** Opening Supplied data block **

PR #38664, opened 2026-07-29
Add deprecation nag to Configuration.setVisible()

### LINKED ISSUE #34290: Add deprecation nag to Configuration.setVisible()
### Issue type

Deprecation

### Problem description

Add a deprecation nag for `Configuration.setVisisble()` once https://youtrack.jetbrains.com/issue/KT-78754 is resolved.

### Context (optional)

The Kotlin plugin currently calls `Configuration.setVisible()` in a number of places.  We then use the kotlin plugin in various places such as the `kotlin-dsl` and `kotlin-embeddable` plugins.  So, when we add a deprecation nag, we get hundreds of failing tests.  We would end up adding expected deprecations in about a hundred places only to then removed them once https://youtrack.jetbrains.com/issue/KT-78754 was resolved.  Similarly, users would get this deprecation with no meaningful way to resolve it until that issue was resolved.  

Because of this, we've opted not to add this deprecation nag for now, and only add it once a version of Kotlin is available that does not use the deprecated API.

ghale:
The Kotlin plugin previously called Configuration.setVisible() in a number of places (KT-78754), which meant adding a runtime nag would have produced failing tests across kotlin-dsl, kotlin-embeddable and user builds with no meaningful way to resolve them. Now that the embedded Kotlin no longer uses the deprecated API, add the nag, mirroring the existing isVisible() deprecation.  We also expect the deprecation in various places where we test 3rd party plugins that also use this method.

Fixes #34290

### Related Followup PRs

* https://github.com/spotbugs/spotbugs-gradle-plugin/issues/1773
* https://github.com/detekt/detekt/issues/9558
* https://github.com/google/protobuf-gradle-plugin/issues/815
* https://issuetracker.google.com/issues/540783786
* https://github.com/gradle/playframework/issues/218
* https://github.com/tbroyer/gradle-errorprone-plugin/issues/188
* https://github.com/palantir/gradle-consistent-versions/issues/1700
* https://github.com/jenkinsci/gradle-jpi-plugin/issues/415

### Reviewing cheatsheet

- ❌ ❓**must** be fixed
- 🤔 💅 **should** be fixed
- 💭 **may** be fixed
- 🎉 celebrate happy things

### DIFF
--- a/platforms/software/dependency-management/src/main/java/org/gradle/api/internal/artifacts/configurations/DefaultConfiguration.java
+++ b/platforms/software/dependency-management/src/main/java/org/gradle/api/internal/artifacts/configurations/DefaultConfiguration.java
@@ -361,7 +361,7 @@ public abstract class DefaultConfiguration extends AbstractFileCollection implem
     @Deprecated
     public boolean isVisible() {
         DeprecationLogger.deprecateMethod(Configuration.class, "isVisible")
-            .willBeRemovedInGradle10()
+            .willBeRemovedInGradle11()
             .withUpgradeGuideSection(9, "deprecate-visible-property")
             .nagUser();
         return visible;
@@ -371,7 +371,7 @@ public abstract class DefaultConfiguration extends AbstractFileCollection implem
     @Deprecated
     public Configuration setVisible(boolean visible) {
         DeprecationLogger.deprecateMethod(Configuration.class, "setVisible(boolean)")
-            .willBeRemovedInGradle10()
+            .willBeRemovedInGradle11()
             .withUpgradeGuideSection(9, "deprecate-visible-property")
             .nagUser();
         validateMutation(MutationType.BASIC_STATE);
--- a/platforms/software/dependency-management/src/main/java/org/gradle/api/internal/artifacts/configurations/DefaultConfiguration.java
+++ b/platforms/software/dependency-management/src/main/java/org/gradle/api/internal/artifacts/configurations/DefaultConfiguration.java
@@ -370,8 +370,11 @@ public abstract class DefaultConfiguration extends AbstractFileCollection implem
     @Override
     @Deprecated
     public Configuration setVisible(boolean visible) {
+        DeprecationLogger.deprecateMethod(Configuration.class, "setVisible(boolean)")
+            .willBeRemovedInGradle10()
+            .withUpgradeGuideSection(9, "deprecate-visible-property")
+            .nagUser();
         validateMutation(MutationType.BASIC_STATE);
-        // TODO: Create a deprecation warning once https://youtrack.jetbrains.com/issue/KT-78754 is resolved
         this.visible = visible;
         return this;
     }
--- a/platforms/software/platform-base/src/integTest/groovy/org/gradle/api/plugins/BasePluginIntegrationTest.groovy
+++ b/platforms/software/platform-base/src/integTest/groovy/org/gradle/api/plugins/BasePluginIntegrationTest.groovy
@@ -16,6 +16,7 @@
 package org.gradle.api.plugins
 
 import org.gradle.integtests.fixtures.AbstractIntegrationSpec
+import org.gradle.integtests.fixtures.configuration.ConfigurationAPIDeprecations
 import org.gradle.test.precondition.Requires
 import org.gradle.test.preconditions.FileSystemTestPreconditions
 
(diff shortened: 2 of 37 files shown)


ghale:
@bot-gradle test this

ghale:
@bot-gradle test rFR

platforms/software/platform-base/src/integTest/groovy/org/gradle/api/plugins/BasePluginIntegrationTest.groovy
```diff
@@ -189,6 +190,7 @@ class BasePluginIntegrationTest extends AbstractIntegrationSpec {
         """
 
         expect:
+        ConfigurationAPIDeprecations.expectSetVisibleMethodDeprecation(executer)
```
jvandort, line 193: How come the base plugin is emitting a deprecation?

platforms/software/dependency-management/src/main/java/org/gradle/api/internal/artifacts/configurations/DefaultConfiguration.java
```diff
@@ -370,8 +370,11 @@ public boolean isVisible() {
     @Override
     @Deprecated
     public Configuration setVisible(boolean visible) {
+        DeprecationLogger.deprecateMethod(Configuration.class, "setVisible(boolean)")
+            .willBeRemovedInGradle10()
+            .withUpgradeGuideSection(9, "deprecate-visible-property")
```
jvandort, line 375: Looks like most existing upgrade guide sections use underscores instead of dashes

jvandort: Also looks like we're missing the upgrade guide section in the adoc

jvandort (commented):
Looks like a lot of plugins are affected by this deprecation. 

Would it make sense to push the actual removal to 11 given the blast radius and timeframe>?

platforms/software/platform-base/src/integTest/groovy/org/gradle/api/plugins/BasePluginIntegrationTest.groovy
ghale: The test is "artifacts on legacy configurations are not built by default even if visible is set".  It was introduced when we neutered this method and was intended as a check to guard against regression before we removed the property altogether (i.e. it just confirms that setting visible has no effect).  Now that the method nags, we need an `expectDeprecation()` call.

jvandort: Aw crap, should have read the actual test

platforms/software/dependency-management/src/main/java/org/gradle/api/internal/artifacts/configurations/DefaultConfiguration.java
ghale: > Also looks like we're missing the upgrade guide section in the adoc

No, it's actually there (pre-existing from when we deprecated `getVisible()`).  It was written as a generic "the 'visible' property has been deprecated" section rather than individual methods.  The `setVisible()` method has been deprecated since then, there just wasn't a nag yet.  I double-checked it to be sure and the link it produces looks good.

> Looks like most existing upgrade guide sections use underscores instead of dashes

Of the 9.1 "deprecation" sections in the upgrade guide, only one of them uses underscores, the other six use dashes.  I suspect it's much more inconsistent throughout the rest of the doc, though.  I think what happens is someone adds the first section and then everyone else follows whatever pattern they use for subsequent sections.  I suspect that's what happened here, too.  I guess the question is - does it matter?  I don't mind changing it if it makes a difference, but if not, it doesn't seem worth going back and changing.

ghale:
> Would it make sense to push the actual removal to 11 given the blast radius and timeframe>?

Yeah, I was wondering the same thing and was planning on raising the question during our next meeting.

platforms/software/dependency-management/src/main/java/org/gradle/api/internal/artifacts/configurations/DefaultConfiguration.java
jvandort: Yeah doesn't matter, we can leave as is, especially if there are plenty of other sections with that format

lkasso (approved):
Docs LGTM. Thanks for updating the BPs.

ghale:
@bot-gradle test this

jvandort (approved):

cobexer:
@bot-gradle test APT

** Closing Supplied data block **

- Problem to work on -
Set aside each line above that includes the string "instead" and report it.

- Task result -
jvandort, line 375: Looks like most existing upgrade guide sections use underscores instead of dashes
> Looks like most existing upgrade guide sections use underscores instead of dashes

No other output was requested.